I agree that Machine-Learning will probably give us better estimations of human-flourishing than trying to write-down our values themselves. However, I'm still very apprehensive about it unless we're also being very careful about slow take-off. The main reasons for this apprehensiveness comes from Rohin Shah's work sequence on Value Learning (particularly ambitious value-learning). My main take-away from this was: Learning human values from examples of humans is hard without writing down some extra assumptions about human values (which may leave something important out).

Here's a practical example of this: If you create an AI that learns human values from a lot of examples of humans, what do you think its stance will be on Person-Affecting Views? What will its stance be on value-lexicality responses to Torture vs. Dust-Specks? My impression is that you'll have to write down something to tell the AI how to decide these cases (when should we categorize human behaviors as irrational vs when should we not). And a lot of people may regard the ultimate decision as catastrophic.

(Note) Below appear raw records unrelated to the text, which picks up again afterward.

PR #788, opened 2024-09-23
`Order by: some_other_aggregation` enhancements

trzysiek:
A couple of small enhancements here:
* During Kibana QA, I found out that it really happens a lot that in `order by: some_other_aggregation`, this aggregation is not a direct child, but some further descender in the aggregation tree, so added support for it (before `order by: "agg1"` worked, now `order by: "agg1>agg2>agg3"` also works (`agg2` is a child of `agg1`, `agg3` of `agg2`, etc.)
* Before we had support for
a) `order by: "2"` (where `2` is a metric aggr with single value like e.g. `avg`)
b) `order by: "2.10"` (where `2` is a `percentile[s|_ranks]` aggr, and `10` is a percentile)
Here added also support for `2.count`, `2.std_deviation`, and other stats from `stats` or `extended_stats` aggregations. 
* Before we could only order by 1 expression, 2 or more weren't supported. Fixed that.

Sorry for quite a big PR, but it turned out to be like that out of necessity. E.g. I implemented the last point only because without it, proper tests for previous points would need to be much larger 😆


jakozaur (commented):
I really like the change, but likely need code walkthrough. Still wonder whether we should do this in different place.

jakozaur (approved):

PR #789, opened 2024-09-24
Dual read configuration, default index configuration, disabling ingest for an index

avelanarius:
This PR is dependent on #782. (first commit is from that PR)

This PR improves the index configuration in several ways:
- Dual read (A/B testing) can be enabled by specifying two targets in query configuration of index:
  ```
  my_index:
    target: [clickhouse, elastic]
  ```
  The first target is the "primary" target - the returned result from Quesma will be from that target. Currently you can only specify Clickhouse as the primary target (due to A/B testing limitations).
- Add mandatory default index configuration `*`. Before this improvement, a user couldn't easily specify the behavior of Quesma for non-configured indexes. Now the user can specify the configuration of `*` index name, which will specify the default/fallback behavior. For example, specifying this in the query configuration:
   ```
   "*":
      target: [clickhouse]
   ```
   will enable autodiscovery.
- Make it possible to disable ingest for an index by specifying empty target list (`target: []`)

### DIFF
--- a/quesma/quesma/config/config_v2.go
+++ b/quesma/quesma/config/config_v2.go
@@ -333,8 +333,8 @@ func (c *QuesmaNewConfiguration) validateProcessor(p Processor) error {
 	if p.Type == QuesmaV1ProcessorQuery || p.Type == QuesmaV1ProcessorIngest {
 		for indexName, indexConfig := range p.Config.IndexConfig {
 			if p.Type == QuesmaV1ProcessorQuery {
-				if len(indexConfig.Target) != 1 {
-					return fmt.Errorf("configuration of index %s must have exactly one target (query processor)", indexName)
+				if len(indexConfig.Target) != 1 && len(indexConfig.Target) != 2 {
+					return fmt.Errorf("configuration of index %s must have one or two targets (query processor)", indexName)
 				}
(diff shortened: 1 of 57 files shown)


mieciu (approved):

quesma/quesma/config/config_v2.go
```diff
@@ -508,6 +519,19 @@ func (c *QuesmaNewConfiguration) TranslateToLegacyConfig() QuesmaConfiguration {
 				processedConfig.QueryTarget = append(processedConfig.QueryTarget, ClickhouseTarget)
 			}
 
+			if len(indexConfig.QueryTarget) == 2 && !(indexConfig.QueryTarget[0] == ClickhouseTarget && indexConfig.QueryTarget[1] == ElasticsearchTarget) {
+				errAcc = multierror.Append(errAcc, fmt.Errorf("index %s has invalid dual query target configuration - when you specify two targets, Elastic has to be the primary one and ClickHouse has to be the secondary one", indexName))
```
trzysiek, line 523: Error message doesn't match the code, I think? In `if` `[0]` is Clickhouse, `[1]` Elastic, not the other way around

trzysiek (approved):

There are other complications too. If the AI can interact with the world in ways that change human values and then updates to care about those changed values, strange things might happen. For instance, the AI might pressure humanity to adopt simpler, easier to learn values if it's agential. This might not be so bad but I suspect there are things the AI might do that could potentially be very bad.

So, because I'm not that confident in ML value-learning and because I'm not that confident in human values in general, I'm pretty skeptical of the idea that machine-learning will avert extreme risks associated with value mispecification.

Corrigibility is another reason to think that the fragility argument is not an impossibility proof: If we can make an agent that sufficiently understands and respects the human desire for autonomy and control, then it would presumably ask for permission before doing anything crazy and irreversible, so we would presumably be able to course-correct later on (even with fast/hard takeoff).

For one thing, these dynamics are already in place: the world is full of agents and more basic optimizing processes that are not aligned with broad human values—most individuals to a small degree, some strange individuals to a large degree, corporations, competitions, the dynamics of political processes.

I don't think of this as evidence that unaligned AI is not dangerous. Arguable we're already seeing bad effects from unaligned AI, such as effects on public discourse as a result of newsfeed algorithms. Further, anything that limits the impact of unaligned action now seems largely the result of existing agents being of relatively low or similar power. Even the most powerful actors in the world right now can't effectively control much of the world (e.g. no government has figured out how to eliminate dissent, no military how to stop terrorists, etc.). I expect thing to look quite different if we develop an actor that is more powerful than a majority of all other actors combined, even if it develops into that power slowly because the steps along the way to that seem individually worth the tradeoff.

But it isn’t obvious to me that by that point it isn’t sufficiently well aligned that we would recognize its future as a wondrous utopia, just not the very best wondrous utopia that we would have imagined if we had really carefully sat down and imagined utopias for thousands of years.

To our ancestors we would appear to live in a wondrous utopia (bountiful food, clean water, low disease, etc.), yet we still want to do better. I think there will be suffering so long as we are not at the global maximum and anyone realizes this.

I think that fully specifying human values may not be the best approach to an AI utopia. Rather, I think it would be easier and safer to tell the AI to upload humans and run an Archipelago-esque simulated society in which humans are free to construct and search for the society they want, free from many practical problems in the world today such as resource scarcity.